[PROVIDED RECORDS — start]

PR #7, opened 2019-03-12
Basic page navigation

danebell:
Buttons to go forward and backward. "Last" button is not yet functional, because I'm not sure how (or whether it's possible) to start at the `n`th document without having to run queries (in the background) for every page up until the last.

### DIFF
--- a/ui/config.js
+++ b/ui/config.js
@@ -7,6 +7,8 @@ config.queryParams.odinsonQuery = "odinsonQuery";
 config.queryParams.parentQuery  = "parentQuery";
 config.queryParams.label        = "label";
 config.queryParams.commit       = "commit";
+config.queryParams.prevDoc      = "prevDoc";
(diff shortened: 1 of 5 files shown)


myedibleenso:
Awesome!  Forward and backward sound sufficient to me.

>I'm not sure how (or whether it's possible) to start at the nth document without having to run queries (in the background) for every page up until the last.

Hmm...to do that I think we'd need to reverse the ordering provided by the scorer (ex. `score * -1`), and then reverse the page's results once more before returning the values.

I don't think something like `.drop(totalHits - pageSize)` would scale well to millions of sentences...

danebell:
For now, I just hid the "Last" button. I put in an empty disabled button in its place for symmetry. If we really need it, we can worry about it later. I don't see a strong use case and was just hoping to add it for completeness.

PR #9, opened 2019-03-19
Delay TAG representation for faster rendering

danebell:
Provides functionality for presenting just plain text results (with elementary highlighting for matches) by default, greatly speeding initial rendering for the search results. Each sentence has its own `expand/collapse` button, and the page has an `expand/collapse all` button as well.

Limitations:
* Once collapsed, the TAG render is lost, so it takes just as long to render a second time.
* The parent object containing the `expand/collapse all` button does not track whether the individual sentences are expanded or not, so it is possible to have all sentences collapsed with the overall button still reading `Collapse all`.

### DIFF
--- a/backend/app/controllers/OdinsonController.scala
+++ b/backend/app/controllers/OdinsonController.scala
@@ -43,7 +43,7 @@ class OdinsonController @Inject() (system: ActorSystem, cc: ControllerComponents
 
   val vocabFile          = config[File]("odinson.compiler.dependenciesVocabulary")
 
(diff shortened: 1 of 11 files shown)


marcovzla:
is this ready to be merged?

myedibleenso:
not quite.  We were talking about switching the API calls first

danebell:
The commit above introduces changes such that `/api/search` will be used by default. When the expand-all button is pressed, the query is re-run with `/api/rich-search`. When a particular sentence's expand button is pressed, `/api/sentence` is called to retrieve the additional information for that sentence.

PR #24, opened 2019-04-06
collector

### LINKED ISSUE #20: Sorting results by document id
A minor issue we've been dealing with is that it's useful for us to get results sorted by doc id (e.g. it allows us to more quickly display "missing" extractions when working against a labeled dataset; it allows users to get a better feeling for the frequency of matches per documents; it provides for a stable order of results when new documents are added to the index.). 

We currently fetch all odinson's results and re-sort them but it would be nice if Odinson supported an option to return results sorted by doc-id (and potentially support paging by doc-id, etc.).

marcovzla:
Collector now returns results sorted by doc-id.
This collector is also more efficient when retrieving all matches of a query.
Closes #20 
Thanks for the help @robertvacareanu!


danebell:
Works for me. I see no problems.

PR #33, opened 2019-06-21
Add ability to match multiple expected results

BeckySharp:
In the patterns tsv they should be separated with a semi-colon

currently, there are no multiple expected, add as needed


marcovzla:
thanks!

PR #34, opened 2019-09-08
Added computeTotalHits configuration

mcshlain:
The current default behavior is to compute `totalHits` on each query. This PR adds a configuration option `computeTotalHits = true` (the default is the existing behavior). 

The reason for this PR is because the engine becomes unusable on very large data sets when many matches exist (wikipedia for example, with a rather general query). With this fix, by setting `computeTotalHits = false` you can get fast results without having to wait for the computation of `totalHits`.


marcovzla:
Thanks!

PR #37, opened 2019-09-09
Added flag to index in order of the external document id

mcshlain:
This PR adds a new configuration flag that influences the order in which documents are loaded during indexing. This flag enables the ability to load the documents based on the document id, which will cause it to match (in order) to the odinson id, consequentially making search queries results being ordered by the external document id.


marcovzla:
Thanks!

Issue #39, opened 2019-09-15
dependency vocabulary first entry is corrupted and not searchable  


mcshlain:
**Describe the bug**
The `dependencies.txt` file written to the index contains some additional bytes at the beginning of the file, causing the first dependency label to not be searchable. This is hard to detect because it only affects a single dependency label, and the specific label will change between runs of indexing. 

**Reproducing this behavior**
1. Go to the index directory and open the `dependencies.txt` file, and look at the dependency on the first line (it will be prefixed with some junk char/s). For example lets say it was `compound`, then run the query: `(?<p> []) <compound []`, you will get 0 results. 

2. Manually delete the junk prefix char/s on the first line of `dependencies.txt` and run the query again (after restarting the backend). This time you should see results. 

**Investigating the reason for the bug**
I believe this bug was introduced by: #30
From what I understand this happens because the file is written with the `FSDirectory` API but read with the LumAI File Utils (that uses regular streams from `java.io`)

Here is a code snippet to demonstrate this behavior:

```scala
  val config = ConfigFactory.load()
  // writing the data through FSDirectory API
  val directory  = FSDirectory.open(Paths.get(config[String]("odinson.indexDir")))
  val streamOut = directory.createOutput("test.txt", new IOContext())
  streamOut.writeString("abcd")
  streamOut.close()

  // reading the data through regular java.io API
  val stream1In = new BufferedReader(
                                new InputStreamReader(
                                     new FileInputStream(config[String]("odinson.indexDir") + "/test.txt")
                                )
                             )
  println("|" + stream1In.readLine() + "|")

  // reading the data through FSDirectory API
  val stream2In = directory.openInput("test.txt", new IOContext())
  println("|" + stream2In.readString() + "|")

```

The output is: 
```
|abcd|
|abcd|
```
On the first output line (reading using `java.io`), there is an extra character that causes the corruption. 

The solution should be to just use the same API for reading and writing, either the `FSDirectory` one or the `java.io` one. Just not mix them up.

myedibleenso:
Thanks for catching this, @mcshlain.

myedibleenso:
Closed by #40.

PR #40, opened 2019-09-18
use lucene api to read/write vocab

marcovzla:
addresses #39 
The file still has those weird bytes, but by consistently using lucene api (thanks @mcshlain) the issue is solved.


mcshlain:
awesome, thanks for the quick fix.

PR #56, opened 2020-04-05
unicode normalization

marcovzla:
Added `Normalizer` to normalize unicode strings for comparison.
Supports two levels of normalization:
- regular: NFC
- aggressive: NFKC, casefold, diacritic removal, some extra character replacements


marcovzla:
I think that the `Normalizer` may be useful beyond `Odinson`, so we may want to move it to `common` in the future, but I think it should live here for a while first.

PR #57, opened 2020-04-07
add FastNLPProcessor, and make default in conf

BeckySharp:
Added FastNLPProcessor as the default one in AnnotateText


BeckySharp:
decided not to update proc version for now

PR #68, opened 2020-05-08
Changes to REST API to support "event" matcher

myedibleenso:
While functional, there is further work to be done on the REST API.


myedibleenso:
While most of the changes are restricted to the `backend` subproject (the Play app which is home to the REST API), a few changes extend beyond.  For example, note that `IndexDocuments` now retains the name of each json file indexed as part of the document metadata.  This is necessary to retrieve the details for display (parse, token attributes, etc.):

- https://github.com/lum-ai/odinson/blob/5ccdd3cf95372b111ec26f8a02494a1a11474736/extra/src/main/scala/ai/lum/odinson/extra/IndexDocuments.scala#L45-L46

At one point in the past, we stored the json itself.  That approach now retrieves sentence details from the filesystem.

myedibleenso:
Here is a simple Python gist illustrating how one could execute a grammar via a POST:

- https://gist.github.com/myedibleenso/af3456b559455abbb1c931f46beb170a

marcovzla:
Thanks!
LGTM

PR #81, opened 2020-06-13
**testing codcov**

gcgbarbosa:
this is just a test.


gcgbarbosa:
:(

gcgbarbosa:
@marco and @BeckySharp this looks cool.

gcgbarbosa:
@BeckySharp check commit 961cc0a. It has a ‘v’ mark informing that the tests have passed.

BeckySharp:
Cool!  hey -- when I looked at the report, I was able to see how many lines were "hit" and not, but not which lines were hit, is there a way to do that, maybe even with a diff view?

gcgbarbosa:
I don’t know if I understood, but the image I sent over slack has this view of which lines were hit and which were not.

marcovzla:
@gcgbarbosa Can you please add a line to the CHANGES.md file that states what was added with this PR?
Also, is it necessary to change sbt's version?

gcgbarbosa:
> @gcgbarbosa Can you please add a line to the CHANGES.md file that states what was added with this PR?
> Also, is it necessary to change sbt's version?

I am following what they recommend. I don't know if it works with another version.
Should I try keeping the version we were using before?
https://github.com/scoverage/sbt-scoverage

myedibleenso:
@gcgbarbosa, we want to avoid downgrading sbt (that sort of change is in the wrong direction).  Please try testing things with the prior version.

gcgbarbosa:
@myedibleenso, changed it back to 1.2.6. Tests work on my machine. Let's see if it will work with git actions too.

gcgbarbosa:
it worked! @myedibleenso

[PROVIDED RECORDS — finish]

WORK TASK: Your answer should be a single number, namely how many lines of the data above hold "view".

RESULT OF THE EXERCISE: 2